Author: Xingzhu, the operator of the operation and maintenance skills With the rapid development of artificial intelligence, machine learning, and AI large model technology, our demand for computing resources is also rising. In particular, for AI large models that need to process large-scale data and complex algorithms, the use of GPU resources has become crucial. For operation and maintenance engineers, mastering how to manage and configure GPU resources on Kubernetes clusters, as well as how to efficiently deploy applications that rely on these resources, has become an indispensable skill.
Today, I will lead you to have a deep understanding of how to use the powerful Kubernetes ecosystem and tools on the KubeSphere platform to manage GPU resources and deploy applications.
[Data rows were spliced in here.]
Issue #4107, opened 2019-08-28
Guidance on stateless configuration


mattcrossmarc:
I'm working on building an OrchardCore based web application that will be hosted in AWS on autoscaling containers where state is not preserved.

I understand the need to store data protection keys centrally and plan to use this provider to store them in AWS SSM:

https://aws.amazon.com/blogs/developer/aws-ssm-asp-net-core-data-protection-provider/

And, from the comment linked below, it sounds like it's possible to get to a stateless configuration for other types of data:

https://github.com/OrchardCMS/OrchardCore/issues/3381#issuecomment-477351856

Of the 3 requirements listed in the comment above, I understand how to do 1 & 2, but it's unclear to me how to cause OrchardCore to do 3.

**1. Use a server database like SQL Server or PostgresQL instead of sqlite.** 
I plan to use PostgreSQL in AWS RDS.

**2. Use Azure blob storage for storing media.** 
I plan to use AWS S3 for this by writing a custom media storage module like that done for Azure in `OrchardCore.FileStorage.AzureBlob`.

**3. Using the database to store content types**
How is this enabled/configured? My apologies if this is in the documentation or source and I missed it.

Also, I see a couple of other things currently stored in App_Data and wwwroot that may need to be stored elsewhere. Can you please advise either way?

**4. App_Data/tenants.json**
Can this be stored in the database or elsewhere?

**5. wwwroot/is-cache**
I have seen references to this being a cache only that does not need to be shared across instances. Is that correct?

Thanks for your guidance.

Matt

deanmarcussen:
Orchard Core will work well on AWS, I've had it running on EC2 instances for a POC.

However Distributed services for Orchard Core is still a work in progress by @jtkech . See https://github.com/OrchardCMS/OrchardCore/pull/2247 for some details on the wip, and what issues multiple instances have (namely caching redistribution, often for the admin)

2. S3 will work well as a abstracted media storage module, there is work towards making Azure Blob serve media from blob through Orchard Core, which will get resizing with ImageSharp working, and would also work with S3, refer https://github.com/OrchardCMS/OrchardCore/pull/4025
 
3. To use the database to store content type definitions disable the File Content Definition module. I use this on Azure with different slots. The trick if you already have content type definitions, is to do an export first, then disable, then import to the database.

4. I'm not sure about what is planned for `tenants.json` with distributed services. One thing that can be done with AWS is mounting a shared volume for App_Data, and pointing Orchard Core at it. 

[...]

PR #5551, opened 2020-02-15
ReleaseShellContext() and ReleaseAllShellContexts() methods

jtkech:

PR #5678, opened 2020-03-06
Database and Azure blob shells configuration

deanmarcussen:
Fixes https://github.com/OrchardCMS/OrchardCore/issues/4107

Proposal for a direct replacement option for the current `IShellsConfigurationSources` and IShellsSettingsSources` for an Azure blob container, rather than `App_Data`.

These services are registered at Application Level, so this is the easy replacement, rather than creating a default shell to resolve through the default tenants database.

It also means you can pick the configuration content (`tenants.json` and each tenants `appsettings.json` straight out of the `App_Data` folder, copy it to a **private** blob container, and start using it.

It's configured by
```
    "OrchardCore.Shells.Azure": {
      "ConnectionString": "UseDevelopmentStorage=true",
      "BasePath": "",                                       // optional
      "ContainerName": "myhost"
    }
```

and adding this to the main host `Startup`

```
services.AddOrchardCms()
    .AddAzureShellsConfiguration();
```

Pros
Simple, and easy to configure

Cons
Because each individual tenants file is stored in its own `appsettings.json` a http request for each file will be incurred on tenant startup. We could store all in one file, and load once, and cache in memory, but that would make transitioning to this feature not as easy (and recipes are not a simple option here, as the site will not be running to import them, although we could have a step to export them, but we would be exported passwords unprotected so not ideal)

Currently this is similar in concept to `Microsoft.Extensions.Configuration.AzureAppConfiguration ` or `Microsoft.AspNetCore.DataProtection.AzureStorage` as it would be a standalone `NuGet` package, which would be referenced separately as and when required. (we could integrate it somewhere by taking a reference on it, but it is an application option, not a module...)

We could also consider implementing something similar to `Microsoft.AspNetCore.DataProtection.AzureKeyVault` as an option to encrypt the configuration files while at rest (although we don't yet offer that feature for our `DataProtection` module. 
It would also make the files non editable, as they would be encrypted in the container.

cc @jtkech


jtkech:
> We could store all in one file, and load once, and cache in memory

Maybe this is from the beginning that it would have been better to not have settings, only configs in one file that would be **cached for us** when building the shared configuration. Could be changed (I did it at some point), otherwise better to keep them separate when we only change the sources.

---

One concern i have is with the json stream provider that uses the json stream parser to populate its data but then **doesn't release the stream**. Maybe because the config is intended to be built once, but in our case the config can be re-built multiple times (e.g when reloading a tenant).

The json file config provider also uses the json stream parser to populate its data, but then it releases the stream. So, maybe worth to do a custom config source / provider that releases the stream.

---

I did a **testing version** of a `DocumentStoreShellsSettingsSources` that right now also uses the json stream provider (so same remark as above). Here the options coming from the main config provides the needed data to connect to the database, then the only difference is to get / update the json data.

Here how i create a shell context with an empty shell descriptor (without any features)

    private Task<ShellContext> GetContextAsync()
    {
        if (_options.DatabaseProvider == null)
        {
            return null;
        }

        var settings = new ShellSettings()
        {
            Name = ShellHelper.DefaultShellName,
            State = Models.TenantState.Running
        };

        settings["DatabaseProvider"] = _options.DatabaseProvider;
        settings["ConnectionString"] = _options.ConnectionString;
        settings["TablePrefix"] = _options.TablePrefix;

        return _shellContextFactory.CreateDescribedContextAsync(settings, new ShellDescriptor());
    }

Then a light scope (not our ShellScope) just to resolve the session and so on.

        using (var scope = context.ServiceProvider.CreateScope())
        {
            var session = scope.ServiceProvider.GetRequiredService<ISession>();

            var document = await session.Query<ShellsSettingsDocument>()
                .FirstOrDefaultAsync() ?? new ShellsSettingsDocument();
            ...

Need to be discussed e.g on skipe but seems that we are not awake at the same times ;)

deanmarcussen:
> Maybe this is from the beginning that it would have been better to not have settings, only configs in one file that would be **cached for us** when building the shared configuration. 

Yes, this could be better. I was concerned about migrating to the feature, but anyone migrating would know enough to merge the existing `appsettings.json` into one file (or document).

> One concern i have is with the json stream provider that uses the json stream parser to populate its data but then **doesn't release the stream**. 

That is naive of me to assume aspnetcore would release the stream! 
Yes we will need a provider that releases the stream. Or a custom builder. I have yet to look and understand what the options are.

> I did a **testing version** of a `DocumentStoreShellsSettingsSources` that right now also uses t

So not actually much more difficult to create a Document, rather than a blobstore 

> Need to be discussed e.g on skipe but seems that we are not awake at the same times ;)

Yes, we need to chat. I'm 50/50 as to whether database or blob is better, and not especially bothered either way, so if anyone else has any preference, feel free to chime in :)

jtkech:
Let's do both ;)

I think we can do both in your PR because only the way to get the json stream is different

I started a custom `DisposableJsonStreamConfigurationProvider` that we could use for both

Need to leave, i will continue this night

As a reminder: Need to be in sync with my shells branch where i update the shell settings in a deferred task, thinking about having to wait a commit if there are stored in database. But if we use a temporary and standalone scope to update them, we don't need a deferred task anymore.

deanmarcussen:
> Let's do both ;)

Why not indeed! Worth noting that for many users looking for distributed they are only running the `Default` tenant anyway, so that suits a `Document` store better.

> I think we can do both in your PR because only the way to get the json stream is different
> 
> I started a custom `DisposableJsonStreamConfigurationProvider` that we could use for both

Sounds exactly what we need.

jtkech:
Just pinged you on skipe, is it too late to have a call?

jtkech:
- I did `LoadSettingsAsync()` and `AddSourcesAsync()`.

- I made some settings / config sources using the database, i followed the same names conventions so that it will be easier if we want to change them.

    Configuration (for testing we can use `Sqlite` but idem with a shared sql database)

      "OrchardCore.Shells.Database": {
        "DatabaseProvider": "Sqlite",
        "ConnectionString": "",
        "TablePrefix": ""
      }

    Usage

        services.AddOrchardCms()
            .AddDatabaseShellsConfiguration();


- I made `DatabaseShellsSettingsSources` related to `tenants.json`.

- I made `DatabaseShellConfigurationSources` related to the `appsettings.json` under the tenant folder. In fact we have only one document for all tenants that we could cache, but when reloading a tenant we really need to reload this document to get the updated settings of this tenant.

    Caching may be useful on startup but we would need two `AddSourceAsync()`, one that would use the cached document and one that would reload it (when we reload a tenant). That said on startup the document will not be loaded multiple times immediately because for each tenant its specific configuration is lazily loaded on a 1st request on this tenant, so will see.

- I didn't make `DatabaseShellsConfigurationSources` related to the `appsettings.json` directly under `App_Data`. When using the blob, do we really need it? Hmm, maybe useful if it's easy to edit a blob file. But when using the database, we would need to edit it through the admin UI, so will see. Hmm, but maybe people would like to add configs by editing the database directly, let me know.

- **Todo:** Find a strategy to migrate from the file system to the blob / database storage. I have some ideas but didn't have the time to implement it.

- **Note:** I'm thinking about removing a tenant, when using a shared database we already have the problem to remove its tables. We also have to remove it from `tenants.json` by editing the file. Idem if using the blob store but maybe less easy with the database. Maybe we could provide a command through the admin UI, and in all cases even if we are using the `tenants.json` file ...

jtkech:
@deanmarcussen sorry to monopolize your PR ;)

I'm gonna leave soon so you can re-work on it

I will come back in around 5 hours

deanmarcussen:
@jtkech no problem! changes look good at first glance. I have no time today, but will take a proper look tomorrow hopefully

jtkech:
- I made a `MigrateFromFiles` option so that if settings or a given configuration is not in the database we try to get it from the related file and then we update the database.

    As we discussed, not so good to cache data as we update the store, better to reload them and / or have an integrity check. But because it is just for a migration path i kept things simple.

- So, you can use `AddDatabaseShellsConfiguration()` from the beginning and setup multiple tenants without creating the settings / config files.

    But for existing tenants, you can use the `MigrateFromFiles` option. The settings will be migrated automatically, but because tenant specific configurations are lazily built, you have to request each tenant (or just wait) or reload them from the admin. Then you can remove the files (or not).

deanmarcussen:
> * I made a `MigrateFromFiles` option so that if settings or a given configuration is not in the database we try to get it from the related file and then we update the database.

I like this (especially as an `Option`)

> * **Update:** Finally i started to do `DatabaseShellsConfigurationSources` related to the `appsettings.json` and `appsettings.{_environment}.json` just under `App_Data`, so that we can migrate even if we were using these files.
>   So here the configuration for "AllEnvironment" and for different environments are all in the same document. Maybe good to have a feature allowing to edit this document but too lazy to do it
>   But still not sure that it is worth to have this one for the database storage, will be easy to revert.

Yes, tricky this one. I wonder if anyone is even using the feature, rather than just `appsettings` in their `Startup`. I wouldn't think to have a feature to edit this. Feels like too much of a super admin privilege who should have access to the database.

I think in the one document is fine.

For info I checked the `.AddJsonStream()` and underlying it uses a `JsonFileParserHelper` which uses a `StreamReader` in a using block, so the `StreamReader` will dispose of the stream when it has finished reading.

So I think it is looking good, knowing that there are other pieces from the other pr's, and discussions we have had to finalize.

I think the migrate option is useful, and we can reuse for blob as well, so I will borrow, and add to the blob configuration.

jtkech:
> ... I wonder if anyone is even using the feature, rather than just appsettings in their Startup

Yes, i will just keep `DatabaseShellsSettingsSources` and `DatabaseShellConfigurationSources`.

> For info I checked the .AddJsonStream() ... so the StreamReader will dispose of the stream ...

Yes as we saw together on skipe

> I think the migrate option is useful, and we can reuse for blob as well

Okay i let you do it for the blob so that you can review what i did for the database.

> So I think it is looking good

Me too ;)

ruisdias:
Morning,
Is there any expectation to this to be released? 
Right now, I'm trying to deploy my CMS to a server which I always get `System.IO.IOException: Read-only file system` because it always tries to create the App_Data/Sites in the server. 

I think this would solve my problem, because even though I enabled the data protection keys Azure feature but it stills passes in the `ShellConfigurationSources` to create the folder and I get the exception.

With the feature enabled, it writes the data protection in the blob storage but always tries to create this folder.

Thanks in the advance,

Rui Dias

deanmarcussen:
@ruisdias yes, this would be expected, and I would hope this feature solves that problem.

In the short term the solution is to create the `Sites` folder in your readonly file system before deployment, or mounting, or allow it as read/write during the setup process, and set it readonly afterwards

jtkech:
One idea on the fly, we could have used a common implementation, even for the one using json files, the extension point being to use a service that just provide a concrete way to get / save a json stream.

deanmarcussen:
> One idea on the fly, we could have used a common implementation, even for the one using json 

JT as I am looking at it now, with all that you have done, I agree.

The only reason I'd kept it separate was to avoid a reference on `Orchard.FileStore.Blob`.

If you agree that it is ok for `OrchardCore.Infrastructure` to have a reference to `Orchard.FileStore.Blob` I will move it there and see if we can have a common interface.

jtkech:
What i meant is that each default `IShellXxxxSources` implementation could have used a new `IShellXxxxJsonStreamSources` interface whose default implementation would expose e.g a `GetJsonStream()` from a json file, and a `SaveJsonStream()` to save data to a json file.

So that for the blob you would have just to override `IShellXxxxJsonStreamSources` to get / save json streams but from the blob, and in my case from the database.

jtkech:
@deanmarcussen 

- Finally i think that's okay to let it as is and not try to make a common interface.

- So maybe you would just have to implement the `MigrateFromFiles` option for the blob, as you want. Maybe just for `tenants.json` and the `appsettings.json` under the tenant folder, maybe not so useful for the more rarely used `appsettings.json` just under `App_Data`.

- Maybe good to try it again for the blob since we have made some methods async.

Otherwise LGTM

deanmarcussen:
@jtkech 
- Agreed 
- Will implement
- Definitily needs a test
- Best update the PR title too ;)

Hope to tomorrow

deanmarcussen:
@jtkech I managed to get there :)

- Implemented `MigrateFromFiles` option. I did for the rarely used as well, as it fitted but maybe not. See what you think.

- Tested, and tested auto migrate to blob.

- Added some default settings to the `appsettings.json` for both.

See what you think, perhaps I should remove the `App_Data` `appsetings.json` ?

jtkech:
@deanmarcussen 

Okay cool

> See what you think, perhaps I should remove the App_Data appsetings.json ?

As you want, that's okay for me

- I merged last dev

- I commented out the configurations examples

- I integrated a little changed related to a race condition in the `_configBuilderFactory`, as done in #5551, but here the factory is now async so i adapted the fix so that if #5551 get merged 1st it will be easier to solve the conflicts.

nuno-tiago-reis:
@deanmarcussen  just a simple question, does this "replace" the azure media blob storage feature in the sense that if I use this I don't need to use the storage specifically for the media?

nuno-tiago-reis:
It also seems to keep a folder called "IdentityModel-Signing-Certificates" in the App_Data folder, is there any way to move that aswell?

deanmarcussen:
@nuno-tiago-reis no it doesn't replace any other storage features.

It **only** moves the shell settings, `tenants.json` and `appsettings.json` out of `App_Data`

Everything else remains.

So you still need media blob, and data protection for azure features

Not sure where `IdentityModel-Signing-Certificates` comes from? 
Are you using AzureAD?

nuno-tiago-reis:
No I'm not, that folder doesn't exist in our cloud environments, it is only being created locally (which is weird).

Either way, that works fine for me, I'll just define the remaining environment variables and tick the features on.

Thank you :)

sonny-kava-up:
> @nuno-tiago-reis no it doesn't replace any other storage features.
> 
> It **only** moves the shell settings, `tenants.json` and `appsettings.json` out of `App_Data`
> 
> Everything else remains.
> 
> So you still need media blob, and data protection for azure features
> 
> Not sure where `IdentityModel-Signing-Certificates` comes from?
> Are you using AzureAD?

@deanmarcussen I'm interested in using OrchardCore for an application that may require scaling out.  This update pushes the files to azure blob storage, but there is no mechanism for syncing settings between independently running services. Do you have any suggestions on how to get this working in a multi service env? Thanks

The following are the three core topics that this article will explore:
By reading this article, you will gain the knowledge and skills to manage GPU resources on Kubernetes, helping you to make full use of GPU resources in a cloud-native environment and promote the rapid development of AI applications.
KubeSphere Best Practice "2024" The experimental environment hardware configuration and software information of the series of documents are as follows:
Actual server configuration (the architecture is a 1:1 replica of a small-scale production environment, with slightly different configurations)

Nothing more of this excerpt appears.